:: MATERIAL FOR THIS TASK ::

PR #42, opened 2024-11-14
Add Rec2020 color space

### LINKED ISSUE #20: CSS 4: Predefined color spaces
Will we support all of the CSS 4 predefined color spaces?

See https://www.w3.org/TR/css-color-4/#predefined

tomcur:
Resolves #20, now implementing all CSS Color Module Level 4 color spaces.

Further:

- Add Tom Churchman to AUTHORS list.

### DIFF
--- a/color/src/colorspace.rs
+++ b/color/src/colorspace.rs
@@ -421,6 +421,110 @@ impl ColorSpace for ProphotoRgb {
     }
 }
 
+/// 🌌 The Rec. 2020 color space.
+///
+/// Rec. 2020 is similar to [sRGB](`Srgb`) but has higher red, green and blue chromaticities,
+/// thereby extending its gamut over sRGB on all components.
+///
+/// Its components are `[r, g, b]` (red, green, and blue channels respectively), with `[0, 0, 0]`
+/// pure black and `[1, 1, 1]` white. The natural bounds of the channels are `[0, 1]`.
+///
+/// This corresponds to the color space in [CSS Color Module Level 4 § 10.7][css-sec] and is
+/// [characterized by the ICC][icc]. The color space is defined by the International
+/// Telecommunication Union [here][itu].
+///
+/// [css-sec]: https://www.w3.org/TR/css-color-4/#predefined-rec2020
+/// [icc]: https://www.color.org/chardata/rgb/BT2020.xalter
+/// [itu]: https://www.itu.int/rec/R-REC-BT.2020/en
+#[derive(Clone, Copy, Debug)]
+pub struct Rec2020;
+
+impl Rec2020 {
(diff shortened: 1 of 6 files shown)


color/src/colorspace.rs
```diff
@@ -421,6 +421,110 @@ impl ColorSpace for ProphotoRgb {
...
+            ],
+            [
+                (-4_638_020_506. / 37_238_079_773.) as f32,
+                (42_187_016_744. / 37_238_079_773.) as f32,
+                (-310_916_465. / 37_238_079_773.) as f32,
+            ],
+            [
+                (-97_469_024. / 5_369_968_309.) as f32,
+                (-3_780_738_464. / 37_589_778_163.) as f32,
+                (42_052_799_795. / 37_589_778_163.) as f32,
```
tomcur, line 472: Some more lily-gilding here. Debatable usefulness, as the transfer function parameters are reals not representable as rationals.

color/src/colorspace.rs
```diff
@@ -421,6 +421,110 @@ impl ColorSpace for ProphotoRgb {
...
+            ],
+        ];
+
+        fn transfer(x: f32) -> f32 {
+            if x.abs() < Rec2020::B * 4.5 {
+                x / 4.5
```
raphlinus, line 478: Should be x * (1.0 / 4.5) for performance.

color/src/colorspace.rs
```diff
@@ -421,6 +421,110 @@ impl ColorSpace for ProphotoRgb {
...
+                (1_772_384_008. / 20_137_682_025.) as f32,
+                (18_035_212_433. / 20_137_682_025.) as f32,
+            ],
+        ];
+
+        fn transfer(x: f32) -> f32 {
+            if x.abs() < Rec2020::B {
+                x * 4.5
+            } else {
+                (Rec2020::A * x.abs().powf(0.45) - Rec2020::A + 1.).copysign(x)
```
raphlinus, line 517: If you group it so it's `(Rec2020::A - 1.)` that's one fewer addition.

raphlinus (approved):
A couple of picky micro-optimizations, otherwise looks good. Again, spot-checked the color pairs in the test against color.js.

color/src/colorspace.rs
tomcur: I like how consistently you look for these; I'm learning to remember.

raphlinus:
Btw, we can now delete the `allow` for todos. That could have been done in this PR, but I'll do it in an upcoming one that improves docstrings.

DJMcNab:
Fwiw, that's another key advantage for `expect` - the self-cleansing aspect.

PR #45, opened 2024-11-16
A first cut at module docstring

raphlinus:
Discuss some of the goals of the crate.

### DIFF
--- a/color/README.md
+++ b/color/README.md
@@ -26,6 +26,46 @@ See https://linebender.org/blog/doc-include/ for related discussion. -->
 
 Color is a Rust crate which implements color space conversions, targeting at least CSS4 color.
 
+## Scope and goals
+
+Color in its entirety is an extremely deep and complex topic. It is completely impractical
+for a single crate to meet all color needs. The goal of this one is to strike a balance,
+providing color capabilities while also keeping things simple and efficient.
+
+The main purpose of this crate is to provide a good set of types for representing colors,
+along with conversions between them and basic manipulations, especially interpolation. A
+major inspiration is the CSS Color Level 4 draft spec; we implement most of the operations
+and strive for correctness.
+
+Simplifications include:
+  * Always using `f32` to represent component values.
+  * Only handling 3-component color spaces (plus optional alpha).
+  * Choosing a fixed, curated set of color spaces for dynamic color types.
+  * Choosing linear sRGB as the central color space.
+  * Keeping white point implicit.
+
+A number of other tasks are out of scope for this crate:
+  * Print color spaces (CMYK).
+  * Spectral colors.
+  * Color spaces with more than 3 components generally.
+  * [ICC] color profiles.
+  * [ACES] color transforms.
+  * Appearance models and other color science not needed for rendering.
+  * Quantizing and packing to lower bit depths.
+
+## Main types
+
+The crate has two approaches to representing color in the Rust type system: a set of
+types with static color space as part of the types, and [`DynamicColor`] in which the
+color space is represented at runtime.
+
+The static color types come in three variants: [`OpaqueColor`] without an alpha channel,
+[`AlphaColor`] with a separate alpha channel, and [`PremulColor`] with premultiplied
+alpha. The last type is particularly useful for making interpolation and compositing more
+efficient. All have a generic type parameter with a trait bound of [`ColorSpace`], a
+zero sized type. The static types are open-ended, as it's possible to implement this
+trait for new color spaces.
+
 ## Features
 
 - `std` (enabled by default): Get floating point functions from the standard library (likely using your target's libc).
@@ -33,6 +73,9 @@ Color is a Rust crate which implements color space conversions, targeting at lea
 - `bytemuck`: Implement traits from `bytemuck` on [`AlphaColor`], [`OpaqueColor`], [`PremulColor`], and [`Rgba8`].
 
 At least one of `std` and `libm` is required; `std` overrides `libm`.
+
+[ICC]: https://color.org/
+[ACES]: https://acescentral.com/
 
 <!-- cargo-rdme end -->
 
--- a/color/README.md
+++ b/color/README.md
@@ -27,7 +27,7 @@ See https://linebender.org/blog/doc-include/ for related discussion. -->
 [`PremulColor`]: https://docs.rs/color/latest/color/struct.PremulColor.html
 [`OpaqueColor`]: https://docs.rs/color/latest/color/struct.OpaqueColor.html
 [`Rgba8`]: https://docs.rs/color/latest/color/struct.Rgba8.html
-[`ColorSpace`]: https://docs.rs/color/latest/color//trait.ColorSpace.html
+[`ColorSpace`]: https://docs.rs/color/latest/color/trait.ColorSpace.html
 <!-- cargo-rdme start -->
 
 Color is a Rust crate which implements color space conversions, targeting at least
--- a/color/README.md
+++ b/color/README.md
@@ -22,6 +22,12 @@ Full documentation at https://github.com/orium/cargo-rdme -->
 See https://linebender.org/blog/doc-include/ for related discussion. -->
 [libm]: https://crates.io/crates/libm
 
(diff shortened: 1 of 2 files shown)


color/README.md
```diff
@@ -26,6 +26,46 @@ See https://linebender.org/blog/doc-include/ for related discussion. -->
...
+  * Color spaces with more than 3 components generally.
+  * [ICC] color profiles.
+  * [ACES] color transforms.
+  * Appearance models and other color science not needed for rendering.
+  * Quantizing and packing to lower bit depths.
+
+## Main types
+
+The crate has two approaches to representing color in the Rust type system: a set of
+types with static color space as part of the types, and [`DynamicColor`] in which the
```
DJMcNab, line 59: These links should be evaluated and linked to in the block above (starting with `[libm]: ...`). You can use rust-analyzer to get the future docs.rs links for each item - see https://linebender.org/blog/doc-include/

color/README.md
```diff
@@ -26,6 +26,46 @@ See https://linebender.org/blog/doc-include/ for related discussion. -->
 
 Color is a Rust crate which implements color space conversions, targeting at least CSS4 color.
```
DJMcNab, line 27: This sentence was a stub added to help make the README. Maybe it's optimal as-is, but I would like affirmitive confirmation of that whilst we're here.

color/src/lib.rs
```diff
@@ -9,13 +9,49 @@
...
+//!
+//! The crate has two approaches to representing color in the Rust type system: a set of
+//! types with static color space as part of the types, and [`DynamicColor`] in which the
+//! color space is represented at runtime.
+//!
+//! The static color types come in three variants: [`OpaqueColor`] without an alpha channel,
+//! [`AlphaColor`] with a separate alpha channel, and [`PremulColor`] with premultiplied
+//! alpha. The last type is particularly useful for making interpolation and compositing more
+//! efficient. All have a generic type parameter with a trait bound of [`ColorSpace`], a
+//! zero sized type. The static types are open-ended, as it's possible to implement this
```
DJMcNab, line 52: Something about the sentence "All have a generic type parameter with a trait bound of `ColorSpace`, a zero sized type" doesn't quite sit right with me. I think the issue I'm having is that it explains concretely what is there, but not what this achieves.

Maybe something like, "These have a marker type parameter, indicating which [`ColorSpace`] they are in. Conversion to another colorspace uses the `convert` method on each of these types."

:::

§ TASK DETAILS:
One number makes up the answer: the number of lines among the entries that include the word "runtime".

§ EXERCISE ANSWER:
2